Australia’s Walk Free Movement’s Global Slavery Index estimates 156,000 Mauritanians, 4 percent of the population, live as slaves. Mauritania outlawed slavery in 2007 and toughened laws against its practice in 2015 with a 20-year prison sentence. But it lacks the enforcement to end the deeply imbedded social practice.

“It has repeatedly shown inaction and an absence of will to implement these [abolition] measures,” said Mathewson.

The U.S. formally classifies Mauritania as a Tier 3 human trafficking country, the worst ranking, meaning it neither fully complies with minimum standards or makes significant efforts to do so. This bars Mauritania from certain kinds of U.S. financial assistance.

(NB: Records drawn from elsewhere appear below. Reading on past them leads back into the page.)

PR #712, opened 2025-04-28
[Bluetooth] Handle speaker disconnect/connect

poupounetjoyeux:
Using MusicAssistant, if the renderer raise an error, all the MA provider is in failure
This means that when streaming to a BT speaker, if the speaker is not connected, we need to restart MA 

To fix this I propose in this PR to bind renderers start/stop regarding the bluetooth connection status
Because we don't want to see in our client the speaker if it's finally not available
To make it working you will need to reconnect your speaker the firstime to make the MAC available inside SESSION

Feel free for any comment! 👍

### DIFF
--- a/www/blu-config.php
+++ b/www/blu-config.php
@@ -49,10 +49,16 @@ if (isset($_POST['rm_paired_device']) && $_POST['rm_paired_device'] == '1') {
 	$cmd = '-p';
 	sleep(1);
 }
+
+function updateBluetoothSpeakerMACAddress($deviceMac) {
+	sysCmd("sed -i '/device/c\device \"" . $deviceMac . "\"' " . ALSA_PLUGIN_PATH . '/btstream.conf');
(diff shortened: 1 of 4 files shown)


moodeaudio:
I have no idea what "Music Assistant" is but the Bluetooth feature in moode when its configured for "Bluetooth Speaker" supports audio sources including MPD, AIrPlay, Spotify Connect, Deezer Connect and Squeezelite.

poupounetjoyeux:
Music assistant is just an example
I think that the issue can occures also on mobile client and other streamers
The issue is more that moode raise an error if the bluetooth speaker is off
So why making it available on streamers if we can't stream on it ?

moodeaudio:
There are no reports in our support Forum of this type of Bluetooth issue. Your best bet would be to get a Forum account, post the issue and then see what kind of feedback you get.

For info on how to easily get a Forum account visit the Support page at moodeaudio.org.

Despite widespread public perception of slavery’s eradication, this brutal profit-driven institution has staged a major comeback tailored to capital economies and business. An estimated 40 million people worldwide, including in developed countries, make up the prime commodity in the $150-billion modern slavery industry, according to the World Economic Forum.

This led to the End Modern Slavery initiative, adopted in the U.S. in December 2016, and now the Global Fund to End Modern Slavery (GFEMS), modeled after the Global Fund to Fight Aids, TB, and Malaria. With initial funding from the U.S. and the United Kingdom announced at the 48th World Economic Forum in Davos-Klosters, Switzerland, it targets capitalization of $1.5 billion.

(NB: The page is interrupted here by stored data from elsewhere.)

PR #720, opened 2025-09-20
add: radio-station: DLF / DLF-Kultur / DFL-Nova

paepckehh:
Proposoal:
add DLF / DLF-Kultur / DLF-Nova Radio to distributed moode core radio station (sql.insert/url/hq-images)

Rationale:
- DLF provides [high quality streams in various open source formats ](https://www.deutschlandfunk.de/livestream-100.html)
- DLF provides advertisement free program (publicly financed radio, in-depended, open, innovative)
- DLF provides a high quality music and information program

With the progressive de-funding and closure of Public Founded Radio as in-depended information source (NPR, VoA,...) across the western democracies, please support and anchor this as viable independent information source. 

(DLF wiki)[https://en.wikipedia.org/wiki/Deutschlandradio] 

Side Notes:
- Started this as proposal instead of a Forum post, b/c I was unable to maintain a forum account for forum proposal/discussion.
- Not sure about how to proceed with station numbering, please see this PR mainly as convenient copy & paste source.


moodeaudio:
It doesn't seem like the stations are music-centric which would be more generally accessible for users. For example like FluxFM.

I'd suggest posing in our Forum to see what the interest level might be and so that users can add the links if they desire.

For those who see slavery as history, Cook County Circuit Court Judge Anthony Simpkins, part of the rebuffed Mauritania fact-finding mission, bore witness to slavery’s persistent and harrowing reality. After the group’s diversion to bordering Dakar, Senegal, they met with escaped, activist Mauritanian slaves.

“We sat and talked, face to face, with real heroes—people who had been jailed, who had been tortured, whose friends and families had died. These are people who are fighting the fight everyday in a very, very real way. They’re the reason that we do what we do.”

Simpkins’ summed up that human reason for The Abolition Institute in clear and present terms. “Slavery is slavery. It’s human trafficking. It’s exploitation of women. It’s forced labor. It is violence to human dignity.”

The Institute’s urgent work moved Donna Demir, Zakat Foundation health advisor, and a poet, to take up her pen. She recited her piece near the close of the event.

“In my heart, this was something I needed to share with all of you.” She started. Her first line seemed a coda to the event.

“There are no rights for being the other’s other.”